As stated, all of the above neglects compiler optimization. The rules of C arose out of various needs, such as accommodating the problems above and making C portable to a variety of systems. However, once those rules are written, compilers can take advantage of them to allow optimization. The C standard permits a compiler to make any transformation of a program as long as the changed program has the same behavior as the original program under the rules of the C standard. This permission allows compilers to speed up programs tremendously in some circumstances. But a consequence is that, if your program has behavior not defined by the C standard (and not defined by any other rules the compiler follows), it is allowed to transform your program into anything. Over the years, compilers have grown increasingly aggressive about their optimizations, and they continue to grow. This means, aside from the simple behaviors described above, when you pass incorrect arguments to printf
, the compiler is allowed to produce completely different results.
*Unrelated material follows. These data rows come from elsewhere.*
PR #626, opened 2018-09-25
Display indicator when session is about to expire

### LINKED ISSUE #623: [logout] Add visual indicator that session has ended
After a session expires the GUI does not provide feedback and it only becomes obvious after reloading the site. We need some sort of indicator that the session is about to expire or has expired.

fernandoabolafio:
closes #623 
Depends on https://github.com/decred/politeia/pull/482
This PR adds an indicator when the session is about to expire (less than 10 minutes left). Once the Session is ended, the user is explicitly logged out and a modal for log in shows up on the screen.

**Indicator is active:**
screen shot 2018-09-25 at 12 07 54 pm

**Session has ended:**
screen shot 2018-09-25 at 12 10 42 pm

### DIFF
--- a/src/components/SessionExpiresIndicator.js
+++ b/src/components/SessionExpiresIndicator.js
@@ -1,22 +1,16 @@
 import React from "react";
 import distanceInWordsToNow from "date-fns/distance_in_words_to_now";
+import IntervalComponent from "./IntervalComponent";
 import currentUserConnector from "../connectors/currentUser";
 import * as modalTypes from "./Modal/modalTypes";
 
 class SessionExpiresIndicator extends React.Component {
-  interval = null
   constructor(props) {
     super(props);
     this.state = {
-      timer: null
+      timer: null,
+      activateInterval: false
     };
-  }
-  finishInterval = () => {
-    this.props.onLogout();
-    this.setState({ timer: null });
-    this.props.openModal(modalTypes.LOGIN, {
-      title: "Your session has expired. Please log in again."
-    }, null);
   }
   intervalProcedure = () => {
     let { timer } = this.state;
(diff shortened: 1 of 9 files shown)


src/components/SessionExpiresIndicator.js
```diff
@@ -0,0 +1,70 @@
+import React from "react";
```
brunobraga95: This is a very handy component, in fact it is so good that I suggest you to change your approach and decouple it from the name `SessionExpiresIndicator` so that it can be used under different contexts. i.e A component should appear (and maybe disappear as well) after X seconds. I suggest something like the following:
```
<Router>
   <LoaderComponent>	         
     <LoaderComponent>
     <SessionExpiresIndicator />
      <HeaderAlertComponent />
                 ......
```

```
const SessionExpiresIndicator = ({openModa, onLogout}) => 
    (<TimedComponent appearsAfter={10} onTimePassed={() => onLogout()}>
      {openModal(modalTypes.LOGIN, {
      title: "Your session has expired. Please log in again."
    }, null)}>)
```

and then your component (which I named TimedComponent) can render its children on your `finishInterval` method

src/components/SessionExpiresIndicator.js
```diff
@@ -0,0 +1,70 @@
...
+import distanceInWordsToNow from "date-fns/distance_in_words_to_now";
+import currentUserConnector from "../connectors/currentUser";
+import * as modalTypes from "./Modal/modalTypes";
+
+class SessionExpiresIndicator extends React.Component {
```
brunobraga95: well done.

src/components/SessionExpiresIndicator.js
fernandoabolafio: hey @brunobraga95, thanks for your review! I actually like this idea. The example you gave me isn't exactly applicable to this case since I'm implementing an interval which should be up given a specific circumstance. However, it sparked me that I could split the interval logic into another component, which is very close to what you suggested. I've done the changes already, in case you want to take a look.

Therefore, although you may commonly see the behaviors I describe above, you may not rely on them.
Footnote
1 Note that this is not a conversion. A conversion is an operation whose input is one type and whose output is another type but has the same value (or as nearly the same as is possible, in some sense, as when we convert a double
3.5 to an int
3). In some cases, a conversion does not require any change to the bits—an unsigned
3 and an int
3 use the same bits to represent 3, so the conversion does not change the bits, and the result is the same as a reinterpretation. But they are conceptually different.